Yesterday the greenback dropped off against the euro and the pound, reversing strong earlier gains as a US report showed housing starts were expected to decline in December. The underlying problems with a weak housing market in the US continued rumours that the Fed will keep interest rates on hold for a while yet. Elsewhere, headway could be being made in the 'currency wars' as Chinese president Hu Jintao arrived in the US today for bilateral talks. Currently, the US complains about China’s huge overall and bilateral trade surpluses, exchange rate peg, vast foreign currency reserves and violations of intellectual property rights. China complains about incompetent US financial regulation, vast fiscal deficits and the Federal Reserve’s quantitative easing. Yet the meeting may not be as inauspicious as it seems with both keen to address the currency issue as they look to secure their positions as the key players on the global recovery.

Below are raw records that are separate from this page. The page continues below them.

PR #3577, opened 2026-08-27
improve: patch for event recorder count to use resource from context

csviri:
This avoids reading the resource again from cluster

## Summary by CodeRabbit

* **Bug Fixes**
  * Improved event updates to detect conflicts when multiple operations attempt to modify the same event concurrently.
  * Prevented stale event data from overwriting newer changes.


csviri:
@TQJADE sorry this was an afterthought, it should be a bit more efficient this way.

PR #3582, opened 2026-09-02
fix: ensure release tag points to non-snapshot release commit

### LINKED ISSUE #2304: Improve Release - Proper Tagging
We discovered that during the release the tag that we create contains wrong version (the actual not the target release version), this does not make any functional problems, the code is the proper one, just the project version is set after GitHub Action receives the event, but the tag is already created that time.

Lavanya-N24:
Fixes #2304

### Motivation
GitHub Releases previously pointed to commits containing `-SNAPSHOT` in `pom.xml` because GitHub creates the tag at release publication time before CI can update the version.

### Changes
- **`release.yml`**: Updated branch resolution to strip `-tmp` suffixes so release-branch matching continues to work when releasing via temporary tags.
- **`release-project-in-dir.yml`**:
  - Added `permissions: contents: write` to allow tagging and committing.
  - Updated `pom.xml` to the release version and committed the change to the target branch.
  - Added a defensive check (`git diff --quiet`) to prevent empty commit failures.
  - Created the final release tag on the clean commit and pointed the GitHub Release to it using `gh release edit`.
  - Deleted the temporary `-tmp` tag.

### Testing
Verified via an isolated proof-of-concept repository:
https://github.com/Lavanya-N24/release-tagging-poc

## Summary by CodeRabbit

- **Release Improvements**
  - Improved automated releases for projects located in subdirectories.
  - Release tags are parsed consistently and passed through the release process.
  - Temporary release tags are converted into final version tags pointing to the release commit.
  - Release version updates are automatically committed and pushed.
  - Updated release automation improves reliability and Java environment compatibility.
  - Release workflows now provide clearer handling of release tags and branch-selection failures.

The single currency fell against the dollar yesterday as disagreement and conjecture continued among EU finance leaders over the size of the Eurozone safety fund (EFSF) and the Irish PM was mired in political turmoil as he faces a no confidence vote. The euro also slipped off against the pound after gains last week due to successful bond auctions in Portugal and Spain. Finance ministers met in Brussels on Monday to discuss potentially increasing the size of the emergency fund. However, despite the euro initially making gains due to the arrest of a slide in Chinese shares boosting risk appetite, by the end of the day there was still uncertainty over any increase to the size of the bailout fund and the Euro dropped after speculation that the Irish state may have to take control of the Bank of Ireland as it struggles to raise additional capital.

There were no indications that the ministers were closing down on any firm decisions yesterday. Jean-Claude Junker stated that they discussed many options but favoured none. There is pressure to work quickly before the euro suffers further losses.